Even though we should be incapable, therefore, of understanding how the desire should have this effect, it would not be the less true, that the desire of knowing accurately a particular object in a group, is instantly,—or, at least, instantly after some organic change which may probably be necessary,—followed by a more vivid and distinct perception of the particular object, and a comparative faintness and indistinctness of the other objects that coexist with it; and that what we call attention is nothing more.

Are the comparative distinctness and indistinctness, however, a result which we had no reason to expect? or are they not rather what might, in some degree at least, have been expected, from our knowledge of the few physical facts with respect to our co-existing sensations, which I have already pointed out to you, and from the circumstance which we are next to consider? We have seen, in the observations already made by us, that many co-existing perceptions are indistinct, and that when one becomes more vivid, the others become still fainter. All that is necessary, therefore, is to discover some cause of increased vividness of that one to which we are said to attend.

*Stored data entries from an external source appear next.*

PR #721, opened 2026-09-08
fr: Replace Evil-winrpy with Pwnrm

Ranma56:
# Description

This PR replace evil-winrm-py with pwnrm. A more featured Python WinRM client with some tooling integrated directly like keberos manipulation, adcs enumeration etc (the full list here : https://pwnrmsec.ai.studio/commands

# Related issues

N/A

# Point of attention

N/A

Cheers !

### DIFF
--- a/sources/assets/shells/history.d/evil-winrm-py
+++ b/sources/assets/shells/history.d/evil-winrm-py
@@ -1,5 +1,0 @@
-evil-winrm-py --ip "$TARGET" --user "$USER" --password "$PASSWORD"
-evil-winrm-py --ip "$TARGET" --user "$USER" --password "$PASSWORD" --kerberos
-evil-winrm-py --ip "$TARGET" --user "$USER" --hash "$NT_HASH"
-evil-winrm-py --ip "$TARGET" --user "$USER" --kerberos --no-pass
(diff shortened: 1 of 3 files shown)


ShutdownRepo:
Thanks for offering this.

We're going to decline adding `pwnrm` to the official images for now, and we should keep `evil-winrm-py`.

We tried it against a lab target where `evil-winrm` works. NTLM auth dies before any packet goes out (`SPNEGOProxyNTLM.__init__() got an unexpected keyword argument 'cbt'`, [uziii2208/PwnRM#3](https://github.com/uziii2208/PwnRM/issues/3), still open). Several of the extra shell functions then error. The advertised ADCS/BloodHound/evasion surface is also much thinner than the README suggests (short remote PowerShell helpers, not a replacement for certipy / SharpHound / nxc).

The project is moving very fast (v1.0.0 to v2.1.0 in about two weeks). That is fine for an early tool, but it is too soon to ship it to every Exegol user or to drop a maintained Python WinRM client for it.

You can keep it in **my-resources** (or a custom local image) without waiting on us. Happy to reopen once auth is reliable on ordinary NTLM/Kerberos targets and the in-shell modules have had a longer, quieter stretch.

PR #400, opened 2016-05-20
Issue398: No support for securityGroupIds in Ec2Resource

gtitievsky:


core/src/main/scala/com/krux/hyperion/resource/Ec2Resource.scala
```diff
@@ -69,7 +69,7 @@ object Ec2Resource {
     imageId = Option(hc.ec2ImageId: HString),
     runAsUser = None,
     associatePublicIpAddress = HBoolean.False,
-    securityGroups = Seq(hc.ec2SecurityGroup),
+    securityGroups = Seq.empty,
```
realstraw: This will break the default behavior, where people have the config setup expect the security group to be automatically put in. We would like to limit breaking changes in 3.x.x.

Can you make `hc.ec2SecurityGroup` an `Option` value, and `securityGroups` are set if `hc.ec2SecurityGroup` is defined. You can also do that with `securityGroupIds` as well, so it serves as default value and you do not need to have it everything you define your pipelines.

core/src/main/scala/com/krux/hyperion/HyperionContext.scala
```diff
@@ -35,6 +35,7 @@ class HyperionContext(config: Config) {
   lazy val ec2ResourceRole = Try(config.getString("hyperion.aws.ec2.resource.role")).toOption.getOrElse(resourceRole)
 
   lazy val ec2SecurityGroup = config.getString("hyperion.aws.ec2.securitygroup")
+  lazy val ec2SecurityGroupId = config.getString("hyperion.aws.ec2.securitygroupid")
```
realstraw: I don't see this get used anywhere, but as I suggested in the comment below. You might want to make this and `ec2SecurityGroup` an `Option`, and have them filled in as default (if defined) to the ec2 security group or group id.

gtitievsky:
Please see if you can resolve the conflicts?

gtitievsky:
@realstraw: could you please check the latest checkins?

core/src/main/scala/com/krux/hyperion/resource/Ec2Resource.scala
```diff
@@ -69,8 +69,8 @@ object Ec2Resource {
     imageId = Option(hc.ec2ImageId: HString),
     runAsUser = None,
     associatePublicIpAddress = HBoolean.False,
-    securityGroups = Seq(hc.ec2SecurityGroup),
-    securityGroupIds = Seq.empty,
+    securityGroups = if (hc.ec2SecurityGroup.isEmpty) Seq.empty else Seq(hc.ec2SecurityGroup.get),
```
realstraw: you can simply use `hc.ec2SecurityGroup.toSeq`

core/src/main/scala/com/krux/hyperion/resource/Ec2Resource.scala
```diff
@@ -69,8 +69,8 @@ object Ec2Resource {
...
+    securityGroupIds = if (hc.ec2SecurityGroupId.isEmpty) Seq.empty else Seq(hc.ec2SecurityGroupId.get),
```
realstraw: you can simply use `hc.ec2SecurityGroupId.toSeq`

gtitievsky:
@realstraw : better?

realstraw:

PR #402, opened 2016-05-22
(fixes #401) Handle .compare(_) on parameters without default values

### LINKED ISSUE #401: Parameter to HType conversion should not be Evaluatable when default not specified
A Parameter[+OptionalOrdered] without a default value that is then compared will throw an exception. Here's an example:
```
val instanceCount = Parameter[Int]("InstanceCount")
SparkCluster().withCoreInstanceCount(instanceCount)
```

bakerlee:


realstraw:
Does the following still hold with this implementation?

```scala
(Parameter[Int]("Param").withValue(1) > 0) === Some(true)
(Parameter[Int]("Param").withValue(1) < 0) === Some(false)
(Parameter("Param").encrypted(1) > 0) === Some(true)
(Parameter("Param").encrypted(1) < 0) === Some(false)
```

bakerlee:
Yes, it still holds. I had to change the last two slightly, though, to this:
```
(Parameter[Int]("Param").encrypted.withValue(1) > 0) === Some(true)
(Parameter[Int]("Param").encrypted.withValue(1) < 0) === Some(false)
```
I've added these to the unit test as well.

realstraw:
👍 Thanks, @bakerlee. can you resolve the conflicts? I'll merge after.

PR #412, opened 2016-06-21
(fixes #404) PythonActivity script now uses the correct virtualenv path

### LINKED ISSUE #404: PythonActivity script does not set up the virtualenv correctly
Need to use `.ENV/bin/activate` instead of `bin/activate`

realstraw:


jpurnell01:
👍  thanks!

PR #413, opened 2016-06-21
(fixes #403) update the default ec2 ami to the latest

### LINKED ISSUE #403: Update the default to use the latest amazon AMIs for ec2 resources
https://aws.amazon.com/amazon-linux-ami/

and also update the default ec2 instance type to the more modern t2.small instead of the previous generation m1.small

realstraw:


jpurnell01:
LGTM

PR #414, opened 2016-06-22
(fixes #322) making note that name field does not accept expressions

### LINKED ISSUE #322: Verify if the `name` field can use expression or not and change accordingly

If we can discover any reason why this should become more vivid, the comparative indistinctness of the other parts of the scene may be considered as following of course.

Such a cause exists, unquestionably, in that feeling of desire, without which there can be no attention. To attend, is to have a desire of knowing that to which we attend, and attention without desire is a verbal contradiction,—an inconsistency, at least, as great as if we were said to desire to know without any desire of knowing, or to be attentive without attention.

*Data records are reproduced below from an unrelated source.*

PR #419, opened 2016-06-29
(Fixes #418) Use configurable exponential backoff + jitter for retry

### LINKED ISSUE #418: Max retry should be configurable and use exponential backoff and jitter instead of fixed interval

realstraw:


jpurnell01:
👍

PR #422, opened 2016-06-30
(Fixes #356) escape `,` in arguments of EMR and Spark step arguments

### LINKED ISSUE #356: Need to escape `,` in arguments of Emr and Spark steps

realstraw:


arijitdey:
👍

When we attend, then, to any part of a complex group of sensations, there is always an emotion of desire, however slight the emotion may be, connected exclusively with that particular part of the group to which we attend; and whatever effect our emotions produce on the complex feelings that accompany them, we may expect to be produced, in some greater or less degree, by the desire in the complex process which we term attention.

The effect which our expectation might anticipate, is the very effect that is truly found to take place,—an increased liveliness of that part of the complex group, to which alone the desire relates.

That it is the nature of our emotions of every sort, to render more vivid all the mental affections with which they are peculiarly combined, as if their own vivacity were in some measure divided with these, every one who has felt any strong emotion, must have experienced. The eye has, as it were, a double quickness, to perceive what we love or hate, what we hope or fear. Other objects may be seen slightly; but these, if seen at all, become instantly permanent, and cannot appear to us without impressing their presence, as it were, in stronger feeling on our senses and our soul.

Such is the effect of emotion, when combined even with sensations that are of themselves, by their own nature, vivid; and mark, therefore, less strikingly, the increase of vividness received. The vivifying effect, however, is still more remarkable, by its relative proportion, when the feelings with which the emotion is combined, are in themselves peculiarly faint, as in the case of mere memory or imagination. The object of any of our emotions, thus merely conceived by us, becomes, in many cases, so vivid, as to render even our accompanying perceptions comparatively faint. The mental absence of lovers, for example, is proverbial; and what is thus termed in popular language absence, is nothing more than the greater vividness of some mere conception, or other internal feeling, than of any, or all of the external objects present at the time, which have no peculiar relation to the prevailing emotion.